▶ **What you need to do**:
In your reply, reproduce the lines from the first one below to the line containing "I've added a", inclusive, exactly as they stand.

Stored data entries:
···
PR #101, opened 2014-03-24
Feature: Implement locking an environment to a ref

ryandoyle:
Heya

I've added a feature that allows a user to configure locking a git ref (our use case: a git tag) to an environment. I've added some extra test coverage and cleaned up some unused constructor args while I was digging in the area.

rspec tests all pass, although I did have some trouble running `rake spec:system` (although the failures are in a different area).

Cheers!

### DIFF
--- a/README.markdown
+++ b/README.markdown
@@ -261,6 +261,21 @@ without being able to accidentally impact other groups.
         remote: 'git@github.com:my-org/app2-environments'
         basedir: '/etc/puppet/environments'
 
+### Locking an environment to a ref
+
+You may want to lock an environment to a specific git ref (such as a 'tested' tag). This can be specified in the
+yaml configuration file.
+
+        :cachedir: '/var/cache/r10k'
+        :sources:
+          # branch in /etc/puppet/environments
+          :plops:
+            remote: 'git@github.com:my-org/org-shared-modules'
+            basedir: '/etc/puppet/environments'
+            environment:
+              master:
+                ref: 'tested'
+
 More information
 ----------------
 
--- a/lib/r10k/deployment/environment.rb
+++ b/lib/r10k/deployment/environment.rb
@@ -28,12 +28,12 @@ class Environment
   # @param [String] basedir
   # @param [String] dirname The directory to clone the root into, defaults to ref
   # @param [String] source_name An additional string which may be used with ref to build dirname
-  def initialize(ref, remote, basedir, dirname = nil, source_name = "")
+  def initialize(ref, remote, basedir, source_name = "")
     @ref     = ref
     @remote  = remote
     @basedir = basedir
     alternate_name =  source_name.empty? ? ref : source_name + "_" + ref
-    @dirname = sanitize_dirname(dirname || alternate_name)
+    @dirname = sanitize_dirname(alternate_name)
 
     @working_dir = R10K::Git::WorkingDir.new(@ref, @remote, @basedir, @dirname)
 
--- a/lib/r10k/deployment/environment.rb
+++ b/lib/r10k/deployment/environment.rb
@@ -7,9 +7,9 @@ class Environment
 
   include R10K::Logging
 
-  # @!attribute [r] ref
-  #   The git ref to instantiate into the basedir
-  attr_reader :ref
+  # @!attribute [r] name
+  #   The git name to instantiate into the basedir
+  attr_reader :name
 
   # @!attribute [r] remote
   #   The location of the remote git repository
@@ -23,19 +23,19 @@ class Environment
   #   @return [String] The directory name to use for the environment
   attr_reader :dirname
 
-  # @param [String] ref
+  # @param [String] name
   # @param [String] remote
   # @param [String] basedir
-  # @param [String] dirname The directory to clone the root into, defaults to ref
-  # @param [String] source_name An additional string which may be used with ref to build dirname
-  def initialize(ref, remote, basedir, source_name = "")
-    @ref     = ref
+  # @param [String] dirname The directory to clone the root into, defaults to name
+  # @param [String] source_name An additional string which may be used with name to build dirname
+  def initialize(name, remote, basedir, source_name = "")
+    @name     = name
     @remote  = remote
     @basedir = basedir
-    alternate_name =  source_name.empty? ? ref : source_name + "_" + ref
+    alternate_name =  source_name.empty? ? name : source_name + "_" + name
     @dirname = sanitize_dirname(alternate_name)
 
-    @working_dir = R10K::Git::WorkingDir.new(@ref, @remote, @basedir, @dirname)
+    @working_dir = R10K::Git::WorkingDir.new(@name, @remote, @basedir, @dirname)
 
     @full_path = File.join(@basedir, @dirname)
   end
--- a/lib/r10k/deployment/environment.rb
+++ b/lib/r10k/deployment/environment.rb
@@ -23,19 +23,24 @@ class Environment
   #   @return [String] The directory name to use for the environment
   attr_reader :dirname
 
+  # @!attribute [r] ref
+  #   @return [String] Git ref that this environment is based on
+  attr_reader :ref
+
   # @param [String] name
   # @param [String] remote
   # @param [String] basedir
-  # @param [String] dirname The directory to clone the root into, defaults to name
   # @param [String] source_name An additional string which may be used with name to build dirname
-  def initialize(name, remote, basedir, source_name = "")
+  # @param [String] ref Optional git ref to use
+  def initialize(name, remote, basedir, source_name = nil, ref = nil)
     @name     = name
     @remote  = remote
     @basedir = basedir
-    alternate_name =  source_name.empty? ? name : source_name + "_" + name
+    alternate_name =  source_name.nil? ? name : source_name + "_" + name
     @dirname = sanitize_dirname(alternate_name)
+    @ref = ref.nil? ? name : ref
 
-    @working_dir = R10K::Git::WorkingDir.new(@name, @remote, @basedir, @dirname)
+    @working_dir = R10K::Git::WorkingDir.new(@ref, @remote, @basedir, @dirname)
 
     @full_path = File.join(@basedir, @dirname)
   end
--- a/lib/r10k/deployment/source.rb
+++ b/lib/r10k/deployment/source.rb
@@ -97,7 +97,7 @@ class Source
     if @cache.cached?
       @environments = @cache.branches.map do |branch|
         if @prefix
-          R10K::Deployment::Environment.new(branch, @remote, @basedir, nil, @name.to_s())
+          R10K::Deployment::Environment.new(branch, @remote, @basedir, @name.to_s())
         else
           R10K::Deployment::Environment.new(branch, @remote, @basedir)
         end
--- a/lib/r10k/deployment/source.rb
+++ b/lib/r10k/deployment/source.rb
@@ -53,12 +53,12 @@ class Source
     new(name, remote, basedir, prefix_outcome, environment_refs)
   end
 
-  def initialize(name, remote, basedir, prefix = nil, environment_refs = {})
+  def initialize(name, remote, basedir, prefix = nil, environment_refs = nil)
     @name    = name
     @remote  = remote
     @basedir = basedir
     @prefix = prefix.nil? ? false : prefix
-    @environment_refs = environment_refs
+    @environment_refs = environment_refs.nil? ? {} : environment_refs
 
     @cache   = R10K::Git::Cache.generate(@remote)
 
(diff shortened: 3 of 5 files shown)


adrienthebo:
Whoa, this is very neat. So the core of the idea is there will be an `environment` setting, and the values are pairs of `{'environment name' => {'ref' => 'ref to check out'}}`, more or less?

ryandoyle:
Hey Adrien

Yep, that is the general idea. The environment setting is completely optional and will just default to the head of the branch if none is passed.

brettswift:
Interesting..   a way of doing immutable environments!

I'm interested in how many different applications your puppet master supports, and what your release process is around this code?   We've been thinking along these lines as well.

The thought I'd have on release management here, would be an ENC or Hiera configuration of the puppet module that manages the Puppet Master.    The pairings would be in there, and you could just push up a new version of each environment.  IE  Test branch at 0.0.2, and prod at 0.0.1. 

Is that what you've done?  I'd like to hear more.. we're working with Puppet Enterprise and are thinking along the same lines.

brettswift:
Second question - would you expect this to work in combination of the multiple repositories example?

ryandoyle:
Hi Brett

> I'm interested in how many different applications your puppet master supports, and what your release process is around this code? We've been thinking along these lines as well.

The puppet master supports multiple applications but (currently) only using the single git repository. We are hoping to change this.

> The thought I'd have on release management here, would be an ENC or Hiera configuration of the puppet module that manages the Puppet Master....

We're wanting to keep release management as simple as possible. Our use case for this is to have a git tag 'tested' on our master branch. This way we can branch off master, and then merge this directly back into master without fear of breaking production. Instead of having a production and master branch, we just have the one - but it only gets into production when tagged as passing all automated tests (via Jenkins or some other CI tool).

> Second question - would you expect this to work in combination of the multiple repositories example?

No reason not to work with multiple repositories, the `environment` configuration is tied to the named-source

adrienthebo:
My initial impression of this is very positive; it looks like it solves the problem in a concise manner. I have a few minor thoughts about some of the implementation details but they're just that - minor. :)

Have you been able to test this functionality out? Does it have any sort of edge cases or concerns that users should be aware of? What sort of documentation should be added for this new feature?

ryandoyle:
Hi Adrien,

>  I have a few minor thoughts about some of the implementation details but they're just that - minor. :)

There is some re-factoring that I'd like to do as well. I was going to implement a cleaner way to build an `R10K::Deployment::Environment` (perhaps a factory that builds different types of environments) but I thought that could be left until there are more environment options. (I see this as the start of applying different options to different environments). If there are changes you'd like now, these can be done no problem.

> Have you been able to test this functionality out?

Not any more than testing locally and unit-level tests. Originally I was going to wait until this was merged upstream to start using it. You do make a good point though, if you would prefer it was more thoroughly tested before merged, I am happy to do that.

> Does it have any sort of edge cases or concerns that users should be aware of?

Not that I know of. A user can add environment locking and remove it at will.

> What sort of documentation should be added for this new feature?

I've added documentation in 54694f2. Is this enough? I tried to follow the same style - let me know if this needs less/more/rewording etc...

Thanks,
Ryan

adrienthebo:
> There is some re-factoring that I'd like to do as well. I was going to implement a cleaner way to build an R10K::Deployment::Environment (perhaps a factory that builds different types of environments) but I thought that could be left until there are more environment options. (I see this as the start of applying different options to different environments). If there are changes you'd like now, these can be done no problem.

What kind of different environments are you thinking of? This does need to be done, since I'm looking at implementing SVN support for environments (per GH-104) but haven't fully sorted out the details of how the refactoring will look. What sort of cases are you interested in supporting?

> Not any more than testing locally and unit-level tests. Originally I was going to wait until this was merged upstream to start using it. You do make a good point though, if you would prefer it was more thoroughly tested before merged, I am happy to do that.

I've recently discovered that it's really important for the original contributor to try out their use cases and run the examples they expect to need before things get merged. It shakes a lot of bugs out earlier in the process and it can be fixed more quickly. For instance, my r10k working directory is littered with test cases like this:

``` yaml
---
sources:
  test:
    remote: 'git@github.com:adrienthebo/r10k-fixture-repo'
    basedir: /home/adrien/development/r10k/testing/deploy-testing/puppetlabs-modules
```

This way I can just go into the right directory, run some deployments, and see what explodes. I would really appreciate it if you could test the scenarios you expect to use in your environment, and see if they work. :)

> > Does it have any sort of edge cases or concerns that users should be aware of?
> 
> Not that I know of. A user can add environment locking and remove it at will.

Cool. And this is exclusionary by default; ie only environments listed will be pulled in?

> > What sort of documentation should be added for this new feature?
> 
> I've added documentation in 54694f2. Is this enough? I tried to follow the same style - let me know if this needs less/more/rewording etc...

Perfect!

If you want to do the environment refactoring in this pull request I can leave this open. Alternately if this is something that can be deferred then I think it's best we do this. I prefer to have several smaller pull requests and bump version numbers a bit more often so that changes get out to users sooner, and there's definitely interest in this feature.

Thanks for all your work on this!

ryandoyle:
> > I was going to implement a cleaner way to build an R10K::Deployment::Environment (perhaps a factory that builds different types of environments) 
> 
> What kind of different environments are you thinking of? 

There are are two types of environments without this patch as I see it.
- A normal environment
- A prefixed environment

Prefixed environments are created by passing in different options to `R10K::Deployment::Environment`. 

EG in `R10K::Deployment::Source`

``` ruby
if @prefix
  R10K::Deployment::Environment.new(branch, @remote, @basedir, nil, @name.to_s())
else
  R10K::Deployment::Environment.new(branch, @remote, @basedir)
end
```

This patch changes that again, there are now 4 combinations of environments once you introduce an optional ref that the environment can be created from (as before it was always the branch name).

> I've recently discovered that it's really important for the original contributor to try out their use cases and run the examples they expect to need before things get merged.

Understandable. Ironically, I haven't had the time to do this yet. This work was done to help the team that is managing the Puppet deployment infrastructure. Hopefully I'll get a chance to deploy this over the next week or so.

> Cool. And this is exclusionary by default; ie only environments listed will be pulled in?

All environments will still be pulled in. They will use the head of the branch name for the ref unless otherwise specified (the same as before). 

> If you want to do the environment refactoring in this pull request I can leave this open. Alternately if this is something that can be deferred then I think it's best we do this.

Yeah I'd rather defer this. The other work I am doing in #107 touches these files as well (I have branched off master for that work, not this branch).

adrienthebo:
@ryandoyle to follow up on this issue, what's the status of this feature? Is there any additional work that needs to be done on this?

ryandoyle:
Hi Adrien, I've been on holidays from work for the last week so I haven't yet had a chance to put this in our production environment. The testing I have done has been manually QA (as well as unit tests of course). If you'd like I can come up with a more extensive test plan before it is merged in.

README.markdown
```diff
@@ -261,6 +261,21 @@ without being able to accidentally impact other groups.
...
+You may want to lock an environment to a specific git ref (such as a 'tested' tag). This can be specified in the
+yaml configuration file.
+
+        :cachedir: '/var/cache/r10k'
+        :sources:
+          # branch in /etc/puppet/environments
+          :plops:
+            remote: 'git@github.com:my-org/org-shared-modules'
+            basedir: '/etc/puppet/environments'
+            environment:
```
zachfi, line 275: Does this deploy on the specified environment, or does this deploy all environments, but treat this one special?

zachfi:
This works like a charm.  Setting the ref to a tag or sha both work as expected.  This only overrides the single branch while still deploying the rest of the remote's branches.

ryandoyle:
> Does this deploy on the specified environment, or does this deploy all environments, but treat this one special?

Hi, as you discovered it deploys all environments at the tip of that branch unless otherwise given a `ref` to use. Glad to see it worked out for you :)

adrienthebo:
@ryandoyle I wound up needing to heavily refactor how environments behave as part of GH-104. Because of this there are going to be some reasonably hefty rebases that need to be done to sync this branch and the other work done. However since your work came first I'll handle the necessary rebasing and fixups, but thought I would let you know in advance. :)

With respect to getting this released I need to get GH-104 finished up which will take about 4 - 8 more hours of work, get this synced up on top which will take about another hour, and then it'll probably need about 2 hours of time to update documentation. With all of this in mind I think this should be all wrapped up in about a week, depending on when I can make time for this work.

ryandoyle:
@adrienthebo thanks for the update, sounds good!

adrienthebo:
I've been mulling over these changes in light of the refactoring that I did for GH-104, and right now I'm not so sure about this approach. Right now the git environment source provides the current list of branches and their associated refs, which is pretty easy to reason about. If you have an environment, it will directly map to a branch and the ref used for that branch will be the latest one available. However with the pinning added in this pull, the 1:1 relationship between branches and environments gets a lot fuzzier. We still have to pin an environment as the same name as a branch, but the actual value of the environment is completely decoupled from the associated branch.

So in this problem space, we have a number of things we may want to achieve. We may want to track the latest version of all branches, which is the current behavior. We may want to track a subset of branches (which is discussed more in GH-129) but the values of those environments should track the associated branch. Finally we may want to have a specific list of environments that are pinned to an exact ref, which is different behavior from the first two cases.

Since there is a pretty big distinction between tracking branches and pinning environments to refs, I've been thinking about a different approach. What if specific environments could be declared entirely separately from sources? Perhaps something like this?

``` yaml
---
sources:
  remote: ...
  basedir: ...
environments:
  pinned-ref:
    type: git
    remote: 'git://git-server.site/git-repo.git'
    dirname: 'production'
    ref: 'faae79a3863cad964618b401357a2d3f098d39cd'
```

This provides the same functionality but no longer conflates environments being dynamically generated from git branches and environments being specifically created from refs. What do you think of this?

ryandoyle:
Hi Adrien,

It is true that is breaks that 1:1 mapping. I guess it helps to understand the original use case for us was the ability to have a way to run Puppet against a tested and blessed ref. We didn't want the extra overhead of having a `production` branch, so we thought that a tag of master would point to the latest "blessed" code was a good way to keep the simplicity.

Its up to you if you want to have a separate `environment` block although it starts to feel a bit clunky.

Perhaps having this configuration in the same `source` block makes more sense? It also reduces duplication that would come from having to configure multiple `remote`s and `basedir`s.

```
:sources:
  :plops:
    remote: '/home/ryan/workspace/r01ktest'
    basedir: '/var/tmp/puppet/environments'
    prefix: true
    static-environment:
      someenvironment: 
        ref: 'sometag'
      anotherenvironment:
        ref: 'faae79a38'
```

If there exists a branch called `someenvironment` or `anotherenvironment` then either the branch or the `static-environment` option would win (and log a suitable warning).

Also, don't feel obliged to implement this functionality. It does move away from the original idea that `r10k` was based off.

vchepkov:
I am interested in this feature as well or in something very similar.
I have a "base" git repository which defines core infrastructure and application teams have their repositories where they develop application specific manifests. We follow the same branching scheme in all repositories and I want to deploy 'development' branch of application modules in 'development' environment, 'testing' in 'testing' and so on.
ideally it would look something similar to this in Puppetfile, so it will be dynamic

```
mod 'app',
  :git    => 'https://stash/apps/app.git',
  :branch => ${environment}
```

But if I can just pin several environments with any other syntax it would be fine too.
I understand that I can have different versions of Puppetfile in each branch, but this would make fast-forward merges impossible. 

I tried to use an external script as a workaround:

```
mod 'app',
  :git    => 'https://stash/apps/app.git',
  :branch => `/usr/local/bin/puppet-branch`.split[0].chomp
```

unfortunately, r10k doesn't provide any indicators for the shell script to determine which environment is currently processed, so it didn't go anywhere. Would it be possible for r10k to set an environment variable before it processes Puppetfile, R10K_ENV, for example, until a more 'elegant' solution is implemented?

adrienthebo:
This functionality is necessary, but unfortunately this implementation has some fairly hefty implications. As mentioned in https://github.com/adrienthebo/r10k/pull/101#issuecomment-43167568 this breaks the 1:1 relationship between branches and environments.

On the topic of tags, I can see environments being generated from tags being implemented as a separate source from branches.  This way, you could do the following:

``` yaml
sources:
  branches:
    type: git
    remote: '...'
    basedir: '...'
  tags:
    type: git-tags
    remote: '...'
    basedir: '...'
    # And here would be some specification of what tags to create
```

For the case of individually pinning environments to commit I see something like this working:

``` yaml
sources:
  branches:
    type: git
    remote: '...'
    basedir: '...'

environments:
  some_environment_name:
    type: git
    basedir: '/etc/puppetlabs/puppet/environments'
    ref: '1.2.7' # could be a branch, or tag, or commit SHA
```

This behavior allows environments to be deployed from all tags automatically, or single environments to be created and locked to a single commit. We get all the functionality desired but without breaking some of the existing concepts in r10k.

I'm still working on speccing out the final behavior for git tags. If anyone has opinions please comment on GH-135 so that I can determine the final goals that people have.

Because of these revised design goals, I'm going to close this issue. I apologize for the delay in responding to this and that I couldn't get this merged in, and I really appreciate all the work that you put into this.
···
▶ **Output of the exercise**:
PR #101, opened 2014-03-24
Feature: Implement locking an environment to a ref

ryandoyle:
Heya

I've added a feature that allows a user to configure locking a git ref (our use case: a git tag) to an environment. I've added some extra test coverage and cleaned up some unused constructor args while I was digging in the area.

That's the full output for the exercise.